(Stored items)
>>>>>
PR #5274, opened 2023-12-06
edge node task proposal

ZhengXinwei-F:
**What type of PR is this?**
/kind feature

edge node task proposal

Fixes #

@fisherxu @Shelley-BaoYue @WillardHu 

```release-note

```


docs/proposals/edge-node-tasks-design.md
```diff
@@ -0,0 +1,306 @@
...
+}
+
+// NodeUpgradeJobStatus stores the status of NodeUpgradeJob.
+// contains multiple edge nodes upgrade status.
+// +kubebuilder:validation:Type=object
+type NodeUpgradeJobStatus struct {
+	// State represents for the state phase of the NodeUpgradeJob.
+	// There are three possible state values: "", upgrading and completed.
+	State UpgradeState `json:"state,omitempty"`
+    currentVersion string
```
WillardHu, line 220: On second thought, I found it doesn't make sense to put the CurrentVersion and HistoricVersion in this structure. This is assumed that the base version of the node associated with the node upgrade task is the same. But in reality, several nodes of different older versions will be upgraded to the latest version.

WillardHu:
BackUp, TimeOut.., they're a word, it's better to convert them to lowercase, like: Backup, Timeout ...

WillardHu:
Please update the proposal with the latest code. :-)

WillardHu:
Should we consider how to handle the proposal file edge-node-upgrade.md?

docs/proposals/edge-node-tasks-design.md
```diff
@@ -0,0 +1,306 @@
...
+    // The default Concurrency value is 1.
+    // +optional
+    Concurrency int32 `json:"concurrency,omitempty"`
+    
+    // CheckItems specifies the items need to be checked before the task is executed.
+    // The default CheckItems value is nil.
+    // +optional
+    CheckItems []string `json:"checkItems,omitempty"`
+
+    FailureTolerate float64 `json:"failureTolerate,omitempty"`
```
WillardHu, line 210: Why does the design use the float type here, but the actual code use the string type?

docs/proposals/edge-node-tasks-design.md
ZhengXinwei-F: Yes. Currently, it appears that if the upgrade procedure is only A -> C, you may simply use State+Event to determine whether it was successful. However, the idea of multi-version upgrades can be incorporated later(A -> B -> C). Also, exercise judgment before updating to confirm that the node's historical version is consistent.

ZhengXinwei-F:
> Should we consider how to handle the proposal file edge-node-upgrade.md?

Action should utilize a verb string.

ZhengXinwei-F:
> Please update the proposal with the latest code. :-)

done. Thanks.

docs/proposals/edge-node-tasks-design.md
ZhengXinwei-F: I've updated the proposal.

ZhengXinwei-F:
> Should we consider how to handle the proposal file edge-node-upgrade.md?

I think it could be preserved temporarily, and the version range can be marked (before 1.16).

docs/proposals/edge-node-tasks-design.md
WillardHu: I think a float type would be more appropriate, otherwise you have to determine if the failureTolerate is empty when converting to a floating point number.

ZhengXinwei-F: Yes.  Like this
```
failureTolerate:
        type: number
        format: float64
```

fisherxu (commented):
/approve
<<<<<
■ TASK TO COMPLETE: Return every line of the records in which the word "WillardHu" is found.

■ ANSWER SECTION:
@fisherxu @Shelley-BaoYue @WillardHu 
WillardHu, line 220: On second thought, I found it doesn't make sense to put the CurrentVersion and HistoricVersion in this structure. This is assumed that the base version of the node associated with the node upgrade task is the same. But in reality, several nodes of different older versions will be upgraded to the latest version.
WillardHu:
WillardHu:
WillardHu:
WillardHu, line 210: Why does the design use the float type here, but the actual code use the string type?
WillardHu: I think a float type would be more appropriate, otherwise you have to determine if the failureTolerate is empty when converting to a floating point number.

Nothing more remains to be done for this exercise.